PR #1229, opened 2018-07-18
[2.1] [WIP] Make NumberPicker persist value; TransientNumberPicker where not desired

jotomo:


MilosKozak:
@jotomo it doesn't work

PoweRGbg:
NewNSTreatment work is done in my #1227

jotomo:
@PoweRGbg The approach evaluated here is to use the standard mechanism from Android, so that Android does most of the work, so we needn't persist each field manually (and then forget to do so when adding new dialogs). With that approach NewNSTreatment wouldn't need to persist and restore inputs. It would require changes to make sure input values aren't overriden when they are already set by Android.

PoweRGbg:
@jotomo I see and understand what you've done, but BG and tempTarget values are overridden with every new BG value, or default temp (as you commented in #1227), and in my version, they are set back to the previous savedInstanceState ( not done by Android ).

AdrianLxM:
Having the BG and TT being changed with a new BG value is a cool feature. @RoumenGeorgiev did you manage to do that?

PoweRGbg:
@AdrianLxM  it done already in the NewNsTratment.class, but not by me and it gets the latest BG or default temp, but it overrides the one from user input ( if there is one )

Issue #1242, opened 2018-07-22
AAPS crahes when tap on run in SMB


JulienBub:
- RC5-1
- not tested with AM/ AMA yet

PR #1243, opened 2018-07-22
Abort APS run if AS requested but not yet available.

jotomo:
Should only occur during startup or when something else is broken
already, so just return.


jotomo:
Fixes #1242

PR #1253, opened 2018-07-24
NewCarbsDialog: correct situation where Hypo TT can't be unchecked.

jotomo:
Tested, but please review and test before merging.


swissalpine:
Works for me. Thanks for the quick fix.

PR #1290, opened 2018-08-01
Autotune compatibility change

MarkMpn:
Includes the `rate` property in NS temp basal treatment records that is expected by Autotune.

For percentage temp basals, the rate is calculated based on the current profile rate. This is imperfect when the temp basal overlaps a change in the underlying basal rate, but should generally be close enough to get useful results from Autotune.


app/src/main/java/info/nightscout/androidaps/plugins/NSClientInternal/NSUpload.java
```diff
@@ -81,12 +82,16 @@ public static void uploadTempBasalStartPercent(TemporaryBasal temporaryBasal) {
         try {
             SharedPreferences SP = PreferenceManager.getDefaultSharedPreferences(MainApp.instance().getApplicationContext());
             boolean useAbsolute = SP.getBoolean("ns_sync_use_absolute", false);
+            Profile profile = ProfileFunctions.getInstance().getProfile();
```
MilosKozak: it should be `getProfile(temporaryBasal.date)`

MilosKozak:
👍

PR #1322, opened 2018-08-09
[WIP] Add Possibility to send Preferences as well

triplem:
Right now, the preferences are exported, without the user being asked. This is to not have too much interaction with the user.


AdrianLxM:
The preferences do contain the key for the pump control and the session (Dana RS) and the API-Secret for Nightscout.
I feel uncomfortable with users sending me that kind of data.

triplem:
Uh, that is correct. I will remove those keys before sending.

PR #1335, opened 2018-08-14
Additional calculator safety limits

MarkMpn:
Not sure if this is generally useful or not, but creating a PR for it just in case.

We find that at many times, only a portion of the total bolus for carbs is needed up front. Giving all the bolus as calculated by `carbs / ic` quickly leads to a hypo, while giving a limited amount initially and recording all the carbs allows SMBs to deliver the remaining insulin safely over time. While we can account for this and deliver the insulin manually, other caregivers (school etc.) tend to use the calculator.

This PR adds a new configurable cap to the insulin that the calculator will suggest for the new carbs that are being entered. Leaving it set to the default 0 means that the current behaviour is left unchanged, while any other value will be used as a limit for the Carbs element of the calculator.


MarkMpn:
The build for this is failing, reporting an error with the Gradle version expecting to be 4.6. Updating the Gradle version on my machine does seem to work, but not sure if this is a valid fix or if it's something related to my code changes.

I've also added some changes to get the calculator to not recommend a bolus if the BG is below a defined threshold. I could do with some help here to tidy this up however:

1. The preferences page requires a value between 0 and 5, on the assumption that you're entering the value in mmol. I'm not sure how to change the settings on the input validation to allow different values if your profile is in mg/dl
2. The calculator tests fail due to a dependency on `SP`, which fails on `static SharedPreferences sharedPreferences = PreferenceManager.getDefaultSharedPreferences(MainApp.instance().getApplicationContext());`, presumably because there is no instance of `MainApp` when the tests are being run. I'm not familiar with this testing framework - is it possible to inject a different context for testing, or should I refactor the code to pass through the settings as additional parameters instead of trying to read the settings directly in the calculator code?

Thanks!

MarkMpn:
I've just pushed some additional changes to this, so the new calculator safety features introduced by this now are:

* Calculator does not produce any recommended bolus if the current BG is below a threshold (prevents making hypos worse in case of entering carbs through the calculator)
* Limits insulin recommended for new carbs (where the full amount of insulin would often cause a hypo due to the insulin acting quicker than the carbs, this gives an initial bolus at a safer level and allows the OAPS algorithm to make up the rest as needed later on)
* Limits insulin recommended for existing COB to match the current IOB (allows IOB and COB options to be left turned on without the risk of the calculator recommending large boluses due to high COB, while still recommending boluses for high BG)
* Limits total IOB that would be generated after delivering the recommended bolus

All these are options configured in the safety preferences section, and the default behaviour is unchanged.

MilosKozak:
not mergeable anymore

PR #1343, opened 2018-08-18
Insightfix

bertroode:
I tested the fix from Milos Kozak and concluded that pump history records where overwritten when the was a intent for NightScout. To block this some extra code is added.


bertroode:
Made a mistake somewhere, will retry

PR #1346, opened 2018-08-18
Revison of insightfix because of overwritten pump records in the hist…

bertroode:
…ry file and duplicate values in NS


bertroode:
Added to if statement to the insightfix to prevent overwrting of records in the history file and duplicate values in NS

PR #1368, opened 2018-08-27
POC for file reading

triplem:
There is a new Plugin (SourceFilePlugin in the Source package), which is now called in the Maintenance-Plugin via a new Button (Read Source File). This plugin just reads a specific file in the raw folder (testfile.json) and prints out all lines in the log. Nothing fancy.


MilosKozak:
how do i run this from windows/command line?

triplem:
ah, that was the question. this is a misunderstanding on my side. will work on this one.

Issue #1442, opened 2018-09-16
[Enhancement]: Translate Unit in the wizard total field?


quizzmaster:
Maybe the Unit which is shown in the wizards total field should be translated to match local diffences?
For example: In Germany "IE" instead of "U" is used as Unit for Insulin.

PR #1444, opened 2018-09-16
Using localization and SI convention for displaying units

quizzmaster:
At the moment "U" is used for all languages, except for some points in the GUI.

This PR provides
- the localized insulin unit short name as unit (#1442)
- a space before the units according to the SI convention

I'd like to read the meanings of others about this topic. Maybe someone could also check if this PR matches all occurrences of units.

The spaces before the units within the graph view might let the text get too big. What's your opinion?


quizzmaster:
The work I've done isn't wasted, because the occurrences of the units can be located much better. My next step will be the format strings.

I'm sorry for not waiting for an answer before I started. Only wanted to try this out and share it.

MilosKozak:
do a small sample first

quizzmaster:
@MilosKozak I did a small example for the APSResult within the last commit. Here are the snippets I made as an example:
```
<string name="format_rate_percent"><![CDATA[<b>Rate</b>: %1d%% (%2$.2f U/h)]]></string>
<string name="format_rate_units"><![CDATA[<b>Rate</b>: %1$.2f U/h (%2$i%%)]]></string>
<string name="format_duration"><![CDATA[<b>Duration</b>: %1$d min]]></string>
```
```
else if (usePercent)
    ret = MainApp.gs(R.string.format_rate_percent, percent, percent * pump.getBaseBasalRate() / 100d) + "<br>" +
          MainApp.gs(R.string.format_duration, duration) + "<br>";
else
    ret = MainApp.gs(R.string.format_rate_units, rate, rate / pump.getBaseBasalRate() * 100d) + "<br>" +
          MainApp.gs(R.string.format_duration, duration) + "<br>";
```
Maybe additional format strings are necessary for the string version of the APSResult.

My suggestions are format strings for:
- insulin with unit ("%1$.2f U")
- basal rate with unit ("%1$.2f U/h")
- aps result, spanned (HTML)
- aps result, string
- maybe some cases I'm just not thinking about

The reason isn't translatable, cause of the usage of a javascript asset, correct?

quizzmaster:
> @MilosKozak I did a small example for the APSResult within the last commit.

@MilosKozak What about this?

app/src/main/assets/OpenAPSMA/determine-basal.js
```diff
@@ -144,7 +144,7 @@ var determine_basal = function determine_basal(glucose_status, currenttemp, iob_
     }
     if (eventualBG < profile.min_bg) { // if eventual BG is below target:
         if (rT.mealAssist.indexOf("On") == 0) {
-            rT.reason = "Meal assist: " + meal_data.carbs + "g, " + meal_data.boluses + "U";
+            rT.reason = "Meal assist: " + meal_data.carbs + " g, " + meal_data.boluses + "U";
```
AdrianLxM: This is determine basal and should be fixed upstream?

app/src/main/java/info/nightscout/androidaps/plugins/Loop/APSResult.java
```diff
@@ -124,20 +124,19 @@ public Spanned toSpanned() {
...
+                      MainApp.gs(R.string.format_duration, duration) + "<br>";
 
             // smb
             if (smb != 0)
-                ret += ("<b>" + "SMB" + "</b>: " + DecimalFormatter.toPumpSupportedBolus(smb) + " U<br>");
+                ret += ("<b>" + "SMB" + "</b>: " + DecimalFormatter.toPumpSupportedBolus(smb) + " " + MainApp.gs(R.string.insulin_unit_shortname) + "<br>");
 
             // reason
             ret += "<b>" + MainApp.gs(R.string.reason) + "</b>: " + reason.replace("<", "&lt;").replace(">", "&gt;");
+            log.debug("quizzi: " + ret);
```
AdrianLxM: personal logging

AdrianLxM:
It might be that the whole "U/h" should be externalized. I guess that in bulgarian or chinese the hour is abbreviated differently as well.

I know that the space between number and unit is encouraged... but please check with different phone sizes that this does not move the unit to a different line.

MilosKozak:
it's unmergeable anymore. But should be definetely done. PM us if you want to do it with format strings again

Issue #1501, opened 2018-10-12
Aaps freeze and can't be started through database corruption


osodebailar:
Occured with dev form 07.10.2018
and occured to other users in looped-de group.

If you clicked on aaps icon, the app screen is grey and after a while a system message box appears:
'Android APS regiert nicht mehr' 

No chance to start the app anymore until i updated with an older dev from 05.10.2018
The App but the loop don't run.
If you click manual on the button in the loop tab or smb tab to recalculate you see that calculation can't run without autosense data
Additional in the main screen the COB: entry shows 'N/A'
I thin the database is corrupted.
The only thing you can do to heal the situation is a database reset.
After reseting the database the app runs fine
![screenshot_20181012-061623](https://user-images.githubusercontent.com/25795894/46858120-dac2e280-ce0a-11e8-96f7-602767e1a487.png)
![screenshot_20181012-064812](https://user-images.githubusercontent.com/25795894/46858121-dac2e280-ce0a-11e8-8a77-a7a632dabbe0.png)
![screenshot_20181012-074541](https://user-images.githubusercontent.com/25795894/46858122-dac2e280-ce0a-11e8-9cda-8b9ca219a8f9.png)
[AndroidAPS._2018-10-11_20-19-53_.10.zip](https://github.com/MilosKozak/AndroidAPS/files/2472283/AndroidAPS._2018-10-11_20-19-53_.10.zip)
![img_2292](https://user-images.githubusercontent.com/25795894/46858123-db5b7900-ce0a-11e8-8e67-e092988b1603.JPG)
![screenshot_20181012-024222](https://user-images.githubusercontent.com/25795894/46858124-db5b7900-ce0a-11e8-94c4-5567c1bf1d15.png)

osodebailar:
One log
[AndroidAPS._2018-10-11_20-19-53_.10.zip](https://github.com/MilosKozak/AndroidAPS/files/2472290/AndroidAPS._2018-10-11_20-19-53_.10.zip)

MilosKozak:
fixed by https://github.com/MilosKozak/AndroidAPS/commit/20fa8ed371ae301f33538d5009e35fb54158fdb4
thanks for reporting

PR #1502, opened 2018-10-12
[For review] Correct off-by-one error calculating average.

jotomo:
Stumbled across this, might help with #1501.

### DIFF
--- a/app/src/main/java/info/nightscout/androidaps/plugins/IobCobCalculator/IobCobCalculatorPlugin.java
+++ b/app/src/main/java/info/nightscout/androidaps/plugins/IobCobCalculator/IobCobCalculatorPlugin.java
@@ -146,7 +146,7 @@ public class IobCobCalculatorPlugin extends PluginBase {
                     return false;
                 }
             }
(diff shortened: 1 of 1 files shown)


app/src/main/java/info/nightscout/androidaps/plugins/IobCobCalculator/IobCobCalculatorPlugin.java
```diff
@@ -146,7 +146,7 @@ public boolean isAbout5minData() {
                     return false;
                 }
             }
-            double averageDiff = totalDiff / (bgReadings.size() - 1) / 1000d;
+            long averageDiff = totalDiff / bgReadings.size() / 1000;
```
MilosKozak: please explain the idea to have result long

jotomo: A precision smaller than one second isn't really needed. It's a minor point though, feel free to just take over the -1 bit.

---------------

Above are the entries. Copy exactly the part that opens with the line containing "Aaps freeze and" and closes with the line containing "If you click manual", and no more.

Aaps freeze and can't be started through database corruption


osodebailar:
Occured with dev form 07.10.2018
and occured to other users in looped-de group.

If you clicked on aaps icon, the app screen is grey and after a while a system message box appears:
'Android APS regiert nicht mehr' 

No chance to start the app anymore until i updated with an older dev from 05.10.2018
The App but the loop don't run.
If you click manual on the button in the loop tab or smb tab to recalculate you see that calculation can't run without autosense data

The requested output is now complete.